Simplemente, por poder y dinero.
A Iberdrola, Endesa y Naturgy, en Greenpeace las conocemos bien. Son viejas “amigas” de nuestras campañas y sabemos perfectamente de qué son capaces cuando ven peligrar su hegemonía y sus ganancias. Lo que estamos viviendo con Almaraz es la pataleta de un oligopolio que ve cómo su hegemonía histórica se desmorona.
Con la descentralización de las energías renovables, donde el sol y el viento (y ahora también las baterías) están abriendo el negocio eléctrico a muchísimos más actores (incluido la ciudadanía), las eléctricas pierden el control del interruptor.
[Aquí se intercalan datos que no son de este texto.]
Issue #3274, opened 2019-03-01
FR: Set IP of CSO during OpenVPN authentication using LDAP attributes


EugenMayer:
I am currently, with 18.1 using a custom API to generate local CCDs ( CSO ). Seeing that 19.1 no handles CSO dynamically on auth, i have checked the `IAuthConnector ` implementation of ldap

https://github.com/opnsense/core/blob/master/src/opnsense/mvc/app/library/OPNsense/Auth/LDAP.php#L468 

since that is the API triggered for the CSO attribute mapping using `$authenticator->getLastAuthProperties()`

https://github.com/opnsense/core/blob/master/src/etc/inc/plugins.inc.d/openvpn/auth-user.php#L128

**Question:** 
Am i right that basically all available LDAP attributes on the user being fetched are mapped into the hashmap that is then fetched by e.g. the CSO api with `$authenticator->getLastAuthProperties()`

https://github.com/opnsense/core/blob/master/src/opnsense/mvc/app/library/OPNsense/Auth/LDAP.php#L474

So whatever i have in LDAP, its part of that hashmap. That said, what would be the key i would need to set in ldap to map this to the client ip? Looking up https://github.com/opnsense/core/blob/master/src/etc/inc/plugins.inc.d/openvpn/auth-user.php#L60 i guess it would need to be `Framed-IP-Address` and `Framed-IP-Netmask` , right?

Now i am neither sure ldap would return those values case-sensitive nor i am not sure a field name like `Framed-IP-Address` would be allowed anyway. 

**Suggestion**
This said, i would like to either add a PR to map the "usual/common" ldap based ip/network defintion to https://github.com/opnsense/core/blob/master/src/etc/inc/plugins.inc.d/openvpn/auth-user.php#L57
 or alternatively have an extendable api so one can define the attribute mapping themself.

For the former i know `ipHostNumber` and `ipNetmaskNumber` for the netmask from the `ipHost` schema. Since we hardcoded the values for Radius in here, we might as well do that for ldap (for now) until having either an api like the latter or whatever suits you best. 

I would happily provide a PR for the former, but just wanted to know if that is something you guys would consider / i understood it right / it is desired. Thanks!

EugenMayer:
for an reference I tried to look up if `ipHostName` is an actual standard, which is rfc2307bis:
- https://wiki.archlinux.org/index.php/LDAP_Hosts
- https://docs.microsoft.com/en-us/windows/desktop/adschema/c-iphost
[...]

PR #3277, opened 2019-03-02
Feature/openvpn ldap cso mapping #3274

EugenMayer:
- Added an option, per LDAP server, to allow mapping IP/netmask for a client using the ldap fields
- allow `ipHostNumber` and `ipNetmaskNumber` to be used for this mapping 
- alternatively allow `ipHostNumber` to be in CIDR annotation alternativly
- feature is opt-in only and not active by default (server option)
- never use LDAP based ip mapping if radius already set header for IP mapping


AdSchellevis:
I know it's that simple to bootstrap values, I designed it, question is if this the intended behaviour ( https://github.com/opnsense/core/issues/3274#issuecomment-468899542 ), otherwise it might lead to side affects.

The radius values are intended for provisioning, the intend of ldap in this regard might be different.

EugenMayer:
valid point for sure, what about providing an opt-in switch for this. so either global or per LDAP server - what do you think?

EugenMayer:
@AdSchellevis updated the PR, see the description above. I incorporated your feedback using an opt-in feature per ldap server, of course disabled by default. 

Also i added that if freeradius IP headers are set, ldap is never used ( so it cannot override it ) - since semantically Radius should have the upper hand ( is always more common to be used for this primally )

Also added the docs for that feature to the server help field.


This done, this PR can not have a side-effect for:
 - any Radius or LDAP users
 - only can start impacting if you activate this feature AND does not have Radius setting headers already (anyway )

I think this way we have a 2 way safe-net and this should only be used if "needed and known that it can be used"

What do you think?

EugenMayer:
So for now, i did some testing and made a little lab with opnsense-starter:

You would need `vagrant` and `docker` installed

```
git clone https://github.com/EugenMayer/opnsense-openvpn-ldap-cso
cd opnsense-openvpn-ldap-cso
make start
```

I will start a fresh opnsense 19.1 box, configured with one OpenVPN server with the enabled feature and configure LDAP server which runs in docker and configured in this OPNsense box as an auth server and an auth backend for that OpenVPN server.

Anyway, i do not expect you to run it. Still what i see is

i see this in the logs
```
openvpn: mapped tunnel_network using ldap:172.16.0.101/24
```

corresponding to https://github.com/opnsense/core/pull/3277/files#diff-9c75fb57779afec35f1761aad244f6a1R86 .. so i seems to work because ldap sets
https://github.com/EugenMayer/docker-image-ldapexample/blob/master/testserver.ldif#L47

But the client actually gets

```
2019-03-02 23:10:29: /sbin/ifconfig utun1 172.0.16.2 172.0.16.2 netmask 255.255.255.0 mtu 1500 up
```

So it seems, while the right tunnel configuration is returned, it is not working. Is something else wrong?

EugenMayer:
arg after pasting the configuration refrences i found out that i typo'ed the tunnel network configuration to `172.0.16.0/24` and not `172.16.0.0/24` and that is what it was not applied, fixed that in the opnsense configuration and now it all works like expected

connecting with `included1`

```
2019-03-02 23:46:00: /sbin/ifconfig utun1 172.16.0.101 172.16.0.101 netmask 255.255.255.0 mtu 1500 up
```

which is what is expected due to https://github.com/EugenMayer/docker-image-ldapexample/blob/master/testserver.ldif#L47

Changing to `172.16.0.101/32` in ldap worked too

```
2019-03-02 23:42:27: /sbin/ifconfig utun1 172.16.0.101 172.16.0.101 netmask 255.255.255.255 mtu 1500 up
```

Using Changing to `172.16.0.101`, so without CIDR and without `ipNetmaskNumber` it "failed backup" on regular ip assignment

```
2019-03-02 23:46:56: /sbin/ifconfig utun1 172.16.0.2 172.16.0.2 netmask 255.255.255.0 mtu 1500 up
```

Then i added `ipNetmaskNumber` with `255.255.255.255` and got (leaving `ipHostNumber` at `172.16.0.101` )

```
2019-03-02 23:52:44: /sbin/ifconfig utun1 172.16.0.101 172.16.0.101 netmask 255.255.255.255 mtu 1500 up
```

So also as expected.

Then the important test, went to the server and deactivated `Map IP/Netmask from LDAP fields` and connected again and got

```
2019-03-02 23:54:04: /sbin/ifconfig utun1 172.16.0.2 172.16.0.2 netmask 255.255.255.0 mtu 1500 up
```

So even though configured, the feature is disabled, no IP is mapped.

So i guess all the features above work as expected and also the defensiv opt in works as expected. Anything else?

EugenMayer:
running this is production now, seems to work as expected, assigned 58 client ips

EugenMayer:
There is also something which needs attention here / docs ( how ever ), on needs to also activate

`Force CSO Login Matching`

To be honest i am not entirely sure what this means. i guess, only the common name, so lets say the CN / UID "part" will be matched against the CSO, not the whole "DN" - is that about right? I understand this is the wrong place to ask - but this thing is interlinked with the FR here, since LDAP based "lookup" would return a DN in the first place and AFAICS enabling `Force CSO Login Matching` is a must to have any CSO related features _anyway_ - even if creating custom, local CSO entries ( static ). Right? Maybe this needs a little more notice, right now its just `Use username instead of common name to match client specfic override.` ( would be a different PR i guess?)

AdSchellevis:
image

EugenMayer:
Anything else i could finish this PR with / anything missing?

PR #3279, opened 2019-03-02
System/General - Set default navigation appearance

opnsenseuser:
My starting point for the following consideration was that whenever I log in to the web interface, I get the old menu view even though I almost exclusively use the collapsed menu view.

so i made a new entry in the system - general tab!
You can now select which menu will be displayed automatically after the login.
Saving the selected entry works fine!

grafik

Unfortunately I do not know how to load either the default navigation or the sidebar navigation as standard menu after the login. Can anybody help me further?

Regards
René

### DIFF
--- a/src/www/system_general.php
+++ b/src/www/system_general.php
@@ -148,7 +148,7 @@ if ($_SERVER['REQUEST_METHOD'] === 'GET') {
             unset($config['system']['dnsallowoverride']);
         }
         
-        if (!empty($config['system']['navigation'])) {
+        if (empty($config['navigation'])) {
             $config['system']['navigation'] = 'standard';
         } elseif ($pconfig['navigation'] == "standard") {
             $config['system']['navigation'] = 'standard';
@@ -361,10 +361,10 @@ include("head.inc");
             <tr>
               <td><a id="help_for_navigation" href="#" class="showhelp"><i class="fa fa-info-circle"></i></a> <?=gettext("Navigation"); ?></td>
                 <td>
-                  <input name="navigation" class="navigation" id="navigation_standard" type="radio" value="standard" <?= $pconfig['navigation'] == "standard" ? 'checked="checked"' : '' ?>/>
-                  <?=gettext("Standard"); ?>
-                  <input name="navigation" class="navigation" id="navigation_sidebar" type="radio" value="sidebar" <?= $pconfig['navigation'] == "sidebar" ? 'checked="checked"' : '' ?>/>
-                  <?=gettext("Sidebar"); ?>
+                  <span style="margin-right:10px"><input name="navigation" class="navigation" id="navigation_standard" type="radio" value="standard" <?= $pconfig['navigation'] == "standard" ? 'checked="checked"' : '' ?>/>
+                  <?=gettext("Standard"); ?></span>
+                  <span><input name="navigation" class="navigation" id="navigation_sidebar" type="radio" value="sidebar" <?= $pconfig['navigation'] == "sidebar" ? 'checked="checked"' : '' ?>/>
+                  <?=gettext("Sidebar"); ?></span>
                   <br />
                   <div class="hidden" data-for="help_for_navigation">
                     <?=gettext('Set default navigation menu')?>
--- a/src/www/system_general.php
+++ b/src/www/system_general.php
@@ -47,6 +47,7 @@ if ($_SERVER['REQUEST_METHOD'] === 'GET') {
     $pconfig['language'] = $config['system']['language'];
     $pconfig['prefer_ipv4'] = isset($config['system']['prefer_ipv4']);
     $pconfig['theme'] = $config['theme'];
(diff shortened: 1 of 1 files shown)


src/www/system_general.php
```diff
@@ -348,6 +356,21 @@
                 </div>
               </td>
             </tr>
+            <tr>
+              <td><a id="help_for_navigation" href="#" class="showhelp"><i class="fa fa-info-circle"></i></a> <?=gettext("Navigation"); ?></td>
+                <td>
+                  <input name="navigation" class="navigation" id="navigation_standard" type="radio" value="standard" <?= $pconfig['navigation'] == "standard" ? 'checked="checked"' : '' ?>/>
+                  <?=gettext("Standard"); ?>
+                  &nbsp;&nbsp;&nbsp;
```
fabianfrz: try to avoid non breaking spaces - it is an ugly hack from old days. you could use inline blocks etc. which have a padding and margin or switch to a select box

src/www/system_general.php
```diff
@@ -348,6 +356,21 @@
...
+                  <input name="navigation" class="navigation" id="navigation_sidebar" type="radio" value="sidebar" <?= $pconfig['navigation'] == "sidebar" ? 'checked="checked"' : '' ?>/>
+                  <?=gettext("Sidebar"); ?>
+                  <br />
+                  <div class="hidden" data-for="help_for_navigation">
+                    <?=sprintf(
+                      gettext('Set default navigation menu'));?>
```
fabianfrz: remove the sprintf call here - it has no placeholders

fabianfrz:
the value is currently never used - you need to integrate them into the frontend - otherwise the setting is never applied.

opnsenseuser:
@fabianfrz ok. thx for your support. i will do my best and upload it again! 👍 regards rené

fichtner:
@opnsenseuser this is a good concept, but I'm unsure about the implementation for the moment. let me think about it :)

opnsenseuser:
@fichtner 👍

opnsenseuser:
@fabianfrz i changed the things you said and i made an if !empty command to set a value if it doesn´t exist. I hope that this command aims to set a default value if nothing is set!

AdSchellevis:
@opnsenseuser we probably better save this in your sessionStorage, it's more a user preference than a system preference (same as the expanded advanced section). If you need help storing it in your session storage, I can help you with that.

opnsenseuser:
@AdSchellevis If you could show me how that works, then I would be very grateful. I'm in a learning phase.

AdSchellevis:
@opnsenseuser hmm, while looking at the code, it looks like the intend was already to remember your previous setting:

https://github.com/opnsense/core/blob/master/src/opnsense/www/js/opnsense_theme.js#L200-L202

https://github.com/opnsense/core/blob/master/src/opnsense/www/js/opnsense_theme.js#L209-L212

We probably should have used localstorage in there to outlive the session.
Just to be sure, the intend was to remember my previous dashboard setting after login (on the same device)?

opnsenseuser:
@AdSchellevis I do not use cookies in my browser. for safety reasons. can it be related to that?

opnsenseuser:
@AdSchellevis It would still be great if we could set or save this settings to the system. Do you really not want that? then I would delete the request again. Alright? Regards rene

AdSchellevis:
@opnsenseuser Personally I don't see a lot of value in it, plus not all theme's might support the feature (leading to questions we don't want to answer). Without cookies enabled, local storage probably won't work. Keep it open for now, we'll discuss internally if/how we want to support this.

opnsenseuser:
@AdSchellevis 👍

opnsenseuser:
@AdSchellevis is there any news on this topic? How did you decide?
regards!

AdSchellevis:
@opnsenseuser sorry, not yet, other priorities at the moment. We'll leave it open for now.

opnsenseuser:
@AdSchellevis I'm sorry that I'm talking to you again. Is there any news or could you possibly tell me when you want to talk about the topic? I think this idea is really good, although of course it does not have the highest priority for a firewall. Thanks and best regards, René

AdSchellevis:
@opnsenseuser no problem, we just haven't got time to discuss this internally. We'll let you know as soon as we do.

opnsenseuser:
@AdSchellevis 
@fabianfrz 
@fichtner 
any news on this? 
I'm just asking, because a user has contacted me via pm and asked me if this is still in process. I still think the idea is great. what do you think?  maybe we can implement that for 20.1? regards rené

AdSchellevis:
I don't think we should do this, with cookies enabled in the browser, it already remembers your settings (as stated before)

fichtner:
Upon further reflection the current flexibility is nice to have the sidebar enabled on demand. If we make a setting we lose the flexibility to do this because each page load will reset the previous choice. Plus making this functional we need to inject some sort of JavaScript for this config setting to take effect which isn't ideal. For now we need to shelf this until a better strategy is found.

Issue #3272, opened 2019-03-01
[Feature Request] Create secret key/cert, with downloading secret key and without saving secret key


nhirokinet:
**Imortant notices**
Before you add a new report, we ask you kindly to acknowledge the following:

[v] I have read the contributing guide lines at https://github.com/opnsense/core/blob/master/CONTRIBUTING.md

[v] I have searched the existing issues and I'm convinced that mine is new.

**Is your feature request related to a problem? Please describe.**

OpenVPN for Android seems not to have a menu to create PKI key pair. I (and most Android users, I guess) did not install, or feel hard to install, terminals apps avaiable to use `openssl` commands.

Currently I do in the system **other than OPNsense**:

- Create key pair and CSR on laptop
- Sign a CSR on CA
- Copy private key, CSR, and ovpn files to SD card or equivalent area of Android device
- Import ovpn file in OpenVPN for Android, and remove credentials as this is visible for all apps in the device
- Erase credentials from laptop

This seems to be not too bad, but I think it is not the best for the very nice web UI implemented in OPNsence.

**Describe the solution you'd like**

Procedures like:

- Create private key/CSR pair in web UI (within one page, not saved anywhere)
- Download the private key (credentials saved only in clients)
- Press some button (I guess this is written "Next")  that makes private key downloading link not available anymore (note that stopping here makes nothing; the private key is just a useless file here)
- Seemlessly sign CSR and certificates are added to certmanager, where config.xml is modified first in this procedure (This makes this operation meaning, and this is commited to OPNsense storage)
- Then the secret key is available only for the admin who did this procedures (and the admin who broke into process protection or broke system, if any), and trusted by the CA cert

With conditions that no credentials are written into disk/SSD of OPNsense except for swaps.

**Describe alternatives you've considered**

There might be multiple choices:

- Plan 1: adding "download secret key and fix CSR" button to the screen added in #3234 
- Plan 2: adding some sub-menus to "Create an internal Certificate" menu
- Plan 3: adding additional menu to "Method" in system_certmanager.php
- Plan 4: create certificate like before. Just add "erase private key".
  - First I thought this, but this is not good that this remains in System > Configuration > Backups unless deleting explicitly.

There plans differs in a view point of implementation. Also, there may be some other better opinion.

**Additional context**

I'm willing to write codes and make a pull request after #3234 is merged, as long as no one else does it earlier than me; not preventing someone willing to write a code for this issue, of course.

I'm waiting for comments, especially for which plan seems good.

[...]

PR #3282, opened 2019-03-04
Add option to create key pair without saving onto firewall on "Create Internal Certificate"

nhirokinet:
This is a proposal for #3272 . This enables creating a private only for the device who opens admin web page.

This is not elegant for the point that secret key is sent back to the OPNsense, which produces double traffic, but on situation that OPNsense does not want to save the secret key, I thought significant improvement against this is hard.

### DIFF
--- a/src/www/system_certmanager.php
+++ b/src/www/system_certmanager.php
@@ -366,7 +366,6 @@ if ($_SERVER['REQUEST_METHOD'] === 'GET') {
         echo $result_stderr;
       }
       exit;
-
     } elseif ($act == 'csr_info_json') {
       header("Content-Type: application/json;charset=UTF-8");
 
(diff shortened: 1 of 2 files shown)


AdSchellevis:
I think we can simplify this a lot by just returning the private key data when generated and let the user save the certificate to a file (start with a text area containing the key).

unset the private key here when requested:
https://github.com/opnsense/core/blob/f685abcc9c91805e9f5dad35f8f30bc4bb6c585f/src/www/system_certmanager.php#L738-L740

Fall through after post, ignoring the redirect here
https://github.com/opnsense/core/blob/f685abcc9c91805e9f5dad35f8f30bc4bb6c585f/src/www/system_certmanager.php#L751-L756

Then render the page with the private key, you can probably use `$act` for flow control.

It might still not be the prettiest solution in the world, and to be honest I rather see cleanups to the code first before adding more logic, but it could lead to an acceptable solution.

nhirokinet:
Thank you for comment, I tried to improve my code accoding to your advice.

For newly written HTML I referred some HTML in other places of OPNsense, but I'm not sure whether this is expected in OPNsense.

src/www/system_certmanager.php
```diff
@@ -1087,9 +1108,41 @@ function removeRowAltNm() {
         $("#certmethod").change();
     }
   });
+
+  function refresh_download_link(jquery_key, content, filename) {
+      if (navigator.userAgent.indexOf('MSIE ') !== -1 || navigator.userAgent.indexOf('Trident') !== -1) {
+          // IE11 support; they do not have <a download="">
```
AdSchellevis: I'm not sure we should go through all that trouble trying to support IE11, what if we just make sure the user can copy-paste the content and optionally save to file if supported by the browser?

nhirokinet: Okay, I will remove download link if unsupported.

nhirokinet:
Edited so that check download attribute is available, and if not remove the link.

AdSchellevis:
@nhirokinet cleanups in https://github.com/opnsense/core/commit/fa7e7d878a05b7bc09281974e142420bdeb906f5

AdSchellevis:
thanks!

La defensa numantina de las nucleares no es por el bien del país ni por evitar apagones; es su última trinchera para mantener cautivo el mercado y frenar una transición energética que los deja sin su posición de oligopolio. Quieren que el presidente mande al carajo la planificación energética (y la reputación) de todo un país solo para estirar unos años más sus beneficios a corto plazo.